© Reuters.
By Gina Lee
Investing.com – The dollar was lower in Asia on Monday morning, picking up the news that US President Donald Trump has signed a COVID-19 bill.
The depreciation of the greenback against a basket of other currencies decreased by 0.15% to 90,122 at 12:09 ET (05:09 GMT). It has changed little after seeing a three-day slide.
Trump tweeted, “Good news about COVID relief bill. Information to follow! Before announcing earlier in the day that he had signed the $ 2.3 billion COVID-19 aid and spending package. It follows the passage of the bill in the House of Representatives and the Senate last week and averted a partial strike by the federal government.
Congress will also vote on raising the stimulus checks in the bill to $ 2,000 from the current $ 600. The ‘meager’ amount was why Trump threatened to withhold his signature.
The pair fell 0.06% to 103.54. The Bank of Japan’s summary of opinions expressed during the December rate review earlier this month showed that policymakers are divided on how far they should go to examine the rate of return control, and some are calling for a comprehensive review of the framework. .
The pair rose by 0.13% to 0.7609 and the pair by 0.03% to 0.7125. Markets in both Antipodic countries were closed for a holiday.
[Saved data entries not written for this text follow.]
PR #5055, opened 2021-03-06
More data viewer style tweaks

joyceerhl:
Found a few issues while testing with different themes, plus some more tweaks to make the data viewer look like the figma mockups.

image


src/datascience-ui/data-explorer/sliceControl.tsx
```diff
@@ -108,16 +124,12 @@ export class SliceControl extends React.Component<ISliceControlProps, ISliceCont
                     </summary>
                     <form onSubmit={this.handleSubmit} className="slice-form">
                         <div className="slice-enablement-checkbox-container">
-                            <input
-                                type="checkbox"
-                                id="slice-enablement-checkbox"
-                                className="slice-enablement-checkbox"
+                            <Checkbox
+                                styles={checkboxStyles}
```
joyceerhl, line 128: Figured out how to style FluentUI controls without hacks, went back and changed this to a FluentUI checkbox

src/datascience-ui/data-explorer/cellFormatter.tsx
```diff
@@ -24,17 +24,14 @@ class CellFormatter extends React.Component<ICellFormatterProps> {
...
-
                 case ColumnType.Number:
                     return this.renderNumber(this.props.value as number);
 
                 default:
                     break;
             }
         }
-        // Otherwise an unknown type or a string
+        // Otherwise an unknown type, boolean, or a string
```
IanMatthewHuff, line 34: Yay for updating comments. thanks.

src/datascience-ui/data-explorer/reactSlickGrid.css
```diff
@@ -76,21 +70,31 @@
...
 .react-grid-header-cell > .slick-sort-indicator-asc::before {
     background: none;
-    font: normal normal normal 16px/1 codicon;
+    font: normal normal normal 10px/1 codicon;
     content: '\eaa1'; /* VS Code arrow-up codicon */
     align-items: center;
+    text-align: right;
+    display: flex;
+    padding: 3px;
+    color: var(--vscode-settings-textInputForeground);
```
IanMatthewHuff, line 84: Bit hard to track through all the CSS, but this color looks a bit suspicious to me. It's from the GUI settings editor specifically.
https://code.visualstudio.com/api/references/theme-color#settings-editor-colors
I would expect it only to be used alongside textInputBackground which I'm not currently seeing. Using it against other background could lead to accessibility issues.

IanMatthewHuff: Whoops, looks like the background is added later in this PR. This should be ok then as long at this icon is showing up under .slice-data. Is that the case?

IanMatthewHuff (approved):
Approved as long as everything using textInputForeground is under textInputBackground elements.

rchiodo (approved):

src/datascience-ui/data-explorer/reactSlickGrid.css
joyceerhl: Hm this is actually used against --vscode-menu-background and it's the token used in the figma mockups

joyceerhl: Switching to menu-foreground after discussing with Jill. Eventually I think we want to use whatever the new table widget is using, but I'll wait till the design for that has stabilized.

IanMatthewHuff: Awesome. Thanks for following up with Jill. These color usage mismatches used to cause lots of issue back in Visual Studio so I try to push being strict on them as much as possible.

DonJayamanne (approved):

src/datascience-ui/data-explorer/reactSlickGrid.css
joyceerhl: I did another pass and found a few more token mismatches for foreground vs background, so fixed those too :)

The pair decreased 0.14% to 6.5316.
The pair rose 0.13% to 1.3565. The pound rose to a two-and-a-half-year high during the session, still glowing from the post-Brexit trade agreement reached between the United Kingdom and the European Union (EU) last week.
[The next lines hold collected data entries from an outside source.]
Issue #4724, opened 2021-02-09
Commands that require installing the python extension spin forever if you don't install it


IanMatthewHuff:
1. Remove python extension
2. Open a notebook
3. Export notebook to HTML
4. When the Python extension page comes up, just close it

Result exporting message never goes away. 
![image.png](https://images.zenhubusercontent.com/5bdcd40a0faa800c749bac98/624b8935-647d-48ee-9d30-894f2558d581)

PR #5086, opened 2021-03-09
Python api can fail to init if user decides not to install the extension

DavidKutu:
For #4724


src/client/api/pythonApi.ts
```diff
@@ -107,7 +115,7 @@ export class PythonExtensionChecker implements IPythonExtensionChecker {
         return this.extensions.getExtension(this.pythonExtensionId) !== undefined;
     }
 
-    public async showPythonExtensionInstallRequiredPrompt(): Promise<void> {
+    public async showPythonExtensionInstallRequiredPrompt(): Promise<boolean | void> {
```
joyceerhl, line 118: It's not immediately obvious to me what a boolean or void return value means for this function. A comment would be nice, or better yet an enum if these three states are distinct.

src/client/datascience/jupyter/interpreter/jupyterInterpreterService.ts
```diff
@@ -59,15 +59,15 @@ export class JupyterInterpreterService {
...
-        if (!this.getInitialInterpreterPromise) {
-            this.getInitialInterpreterPromise = this.getInitialInterpreterImpl(token).then((result) => {
-                // Set ourselves as a valid interpreter if we found something
-                if (result) {
-                    this.changeSelectedInterpreterProperty(result);
-                }
-                return result;
-            });
-        }
+        // if (!this.getInitialInterpreterPromise) {
```
joyceerhl, line 62: Should this line be deleted altogether?

rchiodo (approved):
Looks good except for the <boolean | void> thing. That's really weird.

src/client/datascience/jupyter/interpreter/jupyterInterpreterService.ts
DavidKutu: That should definitely be deleted XD

src/client/api/pythonApi.ts
```diff
@@ -57,9 +57,11 @@ export class PythonApiProvider implements IPythonApiProvider {
         @inject(IPythonExtensionChecker) private extensionChecker: IPythonExtensionChecker
     ) {}
 
-    public getApi(): Promise<PythonApi> {
-        this.init().catch(noop);
-        return this.api.promise;
+    public async getApi(): Promise<PythonApi | undefined> {
+        if (await this.init().catch(noop)) {
```
DonJayamanne, line 61: Why are we swallowing the exceptions?

src/client/api/pythonApi.ts
```diff
@@ -107,7 +115,7 @@ export class PythonExtensionChecker implements IPythonExtensionChecker {
         return this.extensions.getExtension(this.pythonExtensionId) !== undefined;
     }
 
-    public async showPythonExtensionInstallRequiredPrompt(): Promise<void> {
+    public async showPythonExtensionInstallRequiredPrompt(): Promise<boolean | void> {
         if (this.waitingOnInstallPrompt) {
             return this.waitingOnInstallPrompt;
```
DonJayamanne, line 120: I'd try to go with two states instead of an enum. And ensure we return the right value here as well.

src/client/datascience/interactive-ipynb/nativeEditor.ts
```diff
@@ -811,7 +811,8 @@ export class NativeEditor extends InteractiveBase implements INotebookEditor {
     private async exportAs(): Promise<void> {
         // Export requires the python extension
         if (!this.extensionChecker.isPythonExtensionInstalled) {
-            return this.extensionChecker.showPythonExtensionInstallRequiredPrompt();
+            await this.extensionChecker.showPythonExtensionInstallRequiredPrompt();
```
DonJayamanne, line 814: This change was not necessary. but not saying it needs to be reverted either.

src/client/datascience/jupyter/interpreter/jupyterInterpreterService.ts
```diff
@@ -59,15 +59,15 @@ export class JupyterInterpreterService {
...
+        this.getInitialInterpreterPromise = this.getInitialInterpreterImpl(token).then((result) => {
+            // Set ourselves as a valid interpreter if we found something
+            if (result) {
+                this.changeSelectedInterpreterProperty(result);
```
DonJayamanne, line 66: With the new change, this method will get executed everytime, previously we'd cache the result.
I don't think thats the desired effect.

src/client/api/pythonApi.ts
DonJayamanne: We don't need void, we update `waitingOnInstallPrompt` to contain the result of the installation. 
Then we'd only have a boolean, though I'd still prefer the enum (we can use InstallerResponse)

DonJayamanne (changes requested):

The deal comes before the year-end deadline and gives investors some relief before the Christmas holidays. However, the agreement does not cover the UK financial sector, and the bare legs of the agreement could leave the UK even more detached from the EU.
The EU has yet to decide whether the UK will grant access to its financial market. This could mean that the rebate that has boosted UK assets since he voted to leave the EU in 2016 will continue until 2021.
The euro fell 0.10% to $ 1.2199, further retreating from the two-and-a-half-year high of $ 1.2273 seen earlier in the month.
Some investors remained bearish on both the pound and the euro.
Daiwa Securities FX strategist Mitsuo Imaizumi told Reuters he expects the pound and the euro to fall further against the dollar and reach $ 1.30 and $ 1.15 respectively by the end of the summer.
‘Regardless of the Brexit agreement, the cable will be off. It is to buy the rumor, to sell the fact, ”he said.